Employees undervalue exercise windows and expiries during negotiation, encouraging companies to keep them short. Some companies offer long windows because they believe it’s right that you share in the upside. These are the companies you should work for because they’ll treat you well when the hard times come.

How should you model this? Calculate the date you will be forced to exercise which is your estimated departure date plus the exercise window. Then estimate the probability that the IPO doesn’t happen before this date. Finally, multiply it by 80%4 and discount it from the value of your equity.

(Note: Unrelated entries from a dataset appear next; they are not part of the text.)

PR #6243, opened 2019-02-06
testing/bup: new aport

adamruzicka:
and dependency

TODO:
- [ ] implement `check`

### DIFF
--- a/testing/py-xattr/APKBUILD
+++ b/testing/py-xattr/APKBUILD
@@ -13,13 +13,11 @@ source="https://pyxattr.k1024.org/downloads/pyxattr-$pkgver.tar.gz"
 builddir="$srcdir/$_pkgname-$pkgver"
 
 build() {
-	cd "$builddir"
 	python2 setup.py build
 	python3 setup.py build
 }
 
 check() {
-	cd "$builddir"
 	python2 setup.py test
 	python3 setup.py test
 }
--- a/testing/py-xattr/APKBUILD
+++ b/testing/py-xattr/APKBUILD
@@ -6,25 +6,22 @@ pkgrel=0
 pkgdesc="A python module for manipulating extended attributes"
 url="https://pyxattr.k1024.org/"
 arch="all"
-license="GPL"
-depends=""
-depends_dev=""
+license="LGPL-2.1-or-later"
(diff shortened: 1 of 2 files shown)


testing/py-xattr/APKBUILD
```diff
@@ -0,0 +1,28 @@
+# Maintainer: Adam Ruzicka <a.ruzicka@outlook.com>
+pkgname=py-xattr
+_pkgname=pyxattr
+pkgver=0.6.0
+pkgrel=0
+pkgdesc="A python module for manipulating extended attributes"
+url="https://pyxattr.k1024.org/"
+arch="all"
+license="GPL"
```
tanertas: Alpine uses spdx license format. Please pick proper one from https://spdx.org/licenses/

testing/py-xattr/APKBUILD
```diff
@@ -0,0 +1,28 @@
...
+depends="python2"
+depends_dev=""
+makedepends="python2-dev attr-dev"
+install=""
+subpackages=""
```
tanertas: You may remove unused variables like three above.

testing/py-xattr/APKBUILD
```diff
@@ -0,0 +1,28 @@
...
+source="https://pyxattr.k1024.org/downloads/pyxattr-$pkgver.tar.gz"
+
+_builddir="$srcdir"/$_pkgname-$pkgver
```
tanertas: No need custom _builddir here. You just could override $builddir and use everywhere when need it.

testing/py-xattr/APKBUILD
```diff
@@ -0,0 +1,28 @@
...
+build() {
+	cd "$_builddir"
+	python2 setup.py build || return 1
```
tanertas: " || return 1" is not used anymore. You may discard all of them.

Ikke:
Checks are currently failing. You might want to rebase this so that you get drone integration as well.

adamruzicka:
I'm afraid python 3 support is in the works but not done yet (see https://github.com/bup/bup/commit/d30215975cb04ed75f027006defa5b35c3f6a3ac). So bup itself needs python2 and therefore it needs py-xattr for python2 as well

Comparing different offers

Tax treatment has a big impact on the income you get to keep. Some options are more efficient and can save as much as 20%. Make sure you account for them when comparing offers. The table below provides approximations 5 for tax rates which can be helpful in a pinch. It’s important to be clear that this isn’t financial advice; it’s a very rough heuristic. If you are going to take an offer at a startup, consider finding a good CPA.

Restricted stock awards are usually cheap to buy and incur long-term capital gains. Stock options are efficient if early exercised; otherwise they are taxed as regular income. Both restricted stock and options may also benefit from QSBS6. RSU’s are the least efficient because they are taxed before issuance. They may also have an AVG clause which means the number of shares vested reduces if the valuation increases.

Finally, this percentage is applied as a discount on the expected value to get the expected income:


Startups are a great way to build wealth if you’re willing to sweat the details and choose well. It’s important to choose one that you’re genuinely excited about. But if you find yourself having many to choose from, this framework can help you find the one that may have the best economic outcome.

Thanks to Dan Romero, Moh Almalkawi, Harj Taggar, Jesse Pollak, Charlie Harrington, Ryan Hoover and Nate Abbott for help with drafts.

  1. This is not the 409A valuation, which updates often but does a bad job of capturing a startup’s potential. See Squaring venture capital valuations with reality 

  2. See the Kelly criterion for a formal statement of this argument. 

  3. As of may ‘22, the top 5 biotech are J&J, Pfizer, Eli Lilly, Roche and AbbVie and the top 5 consumer tech are Apple, Microsoft, Google, Amazon and Tesla

  4. The assumption is that you will only be able to exercise a small portion of your equity. 

  5. Assuming that you were a California resident with $2.5M income, the effective long-term cap gains rate becomes 35% and the effective income rate is 50%. 

  6. QSBS is a moving target but might save you several million in taxes.